Positive topline results of belumosudil (KD025) in patients with chronic GvHD

On May 21, positive topline results of the pivotal trial evaluating belumosudil in patients with chronic graft-versus-disease (cGvHD) were announced.¹ Belumosudil (KD025) is a selective inhibitor of Rho-associated coiled-coil kinase 2 (ROCK2), involved in modulating inflammatory response. The ongoing open-label, phase II ROCKstar study (KD025-213, NCT03640481) is being conducted in adults and adolescents with cGvHD who received ≥ 2 prior lines of systemic therapy.

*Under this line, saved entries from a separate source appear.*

PR #17621, opened 2022-10-17
chore: Add properties to analytics event

AnaghHegde:
## Description

> Fix NPE for datasource archive method analytics.

### DIFF
--- a/app/server/appsmith-server/src/main/java/com/appsmith/server/services/ce/DatasourceServiceCEImpl.java
+++ b/app/server/appsmith-server/src/main/java/com/appsmith/server/services/ce/DatasourceServiceCEImpl.java
@@ -454,7 +454,14 @@ public class DatasourceServiceCEImpl extends BaseService<DatasourceRepository, D
                             .then(repository.archive(toDelete))
                             .thenReturn(toDelete);
                 })
-                .flatMap(analyticsService::sendDeleteEvent);
+                .flatMap(datasource -> {
+                    Map<String, String> eventData = Map.of(
+                            FieldName.WORKSPACE_ID, datasource.getId()
+                    );
+                    Map<String, Object> analyticsProperties = getAnalyticsProperties(datasource);
+                    analyticsProperties.put(FieldName.EVENT_DATA, eventData);
+                    return analyticsService.sendDeleteEvent(datasource, analyticsProperties);
+                });
     }
 
     @Override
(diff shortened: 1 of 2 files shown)


app/server/appsmith-server/src/main/java/com/appsmith/server/services/ce/DatasourceServiceCEImpl.java
```diff
@@ -454,7 +454,14 @@ public Mono<Datasource> archiveById(String id) {
                             .then(repository.archive(toDelete))
                             .thenReturn(toDelete);
                 })
-                .flatMap(analyticsService::sendDeleteEvent);
+                .flatMap(datasource -> {
+                    Map<String, String> eventData = Map.of(
+                            FieldName.WORKSPACE_ID, datasource.getId()
```
nidhi-nair, line 459: Why are we using datasourceId for workspaceId? 🤔

AnaghHegde: My bad.

nidhi-nair (approved):

app/server/appsmith-server/src/main/java/com/appsmith/server/services/ce/DatasourceServiceCEImpl.java
```diff
@@ -454,7 +454,14 @@ public Mono<Datasource> archiveById(String id) {
                             .then(repository.archive(toDelete))
                             .thenReturn(toDelete);
                 })
-                .flatMap(analyticsService::sendDeleteEvent);
+                .flatMap(datasource -> {
+                    Map<String, String> eventData = Map.of(
+                            FieldName.WORKSPACE_ID, datasource.getWorkspaceId()
```
nidhi-nair, line 459: We actually have an `orgId` prop in the `getAnalyticsProperties` method. Do you want to replace that instead? Would that do the trick?

AnaghHegde: @nidhi-nair There are two parts, for AuditLogs we create new props named `eventData` in all the places. The other one is for Analytics. We won't need all the or in some cases, the data points we want won't be present. And another issue is the data points are already hardcoded and different service class has different name changing that would break our mixpanel dashboards.

trishaanand (approved):

PR #17658, opened 2022-10-18
feat: disable dropdown and left pane permissions check

berzerkeer:
## Description

Admin settings show only on isSuperUser. And api pane http method dropdown disable. Also added a check in categories to show/hide acl users tab.

## Type of change


ankitakinger (approved):
LGTM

Previously at the interim analysis, the study had met the primary endpoint of overall response rates (ORR). Now, the topline results confirmed the finding reporting ORR of 73% (95% CI, 60–83%; p < 0. 0001) and 74% (95% CI, 62 –84%; p < 0.001) with 200 mg once and twice-daily doses of belumosudil, respectively. The complete responses were observed across all affected organ systems. At the time of the primary analysis, after a median treatment duration of 29 weeks, the median duration of response has not been reached. Almost half of the patients (49%) maintained their response for ≥ 20 weeks. However, the data is still maturing. The toxicity of belumosudil has been manageable, with no reports of cytomegalovirus infections/reactivations or serious treatment-related cytopenias.

New Drug Application submission to the U.S. Food and Drug Administration (FDA) for belumosudil (KD025) is planned for the last quarter of this year. Previously, the drug has been granted FDA Breakthrough Therapy Designation for the treatment of patients with cGVHD and an Orphan Drug Designation.

Belumosudil is also being investigated in a phase II clinical trial in adults with diffuse cutaneous systemic sclerosis (KD025-209).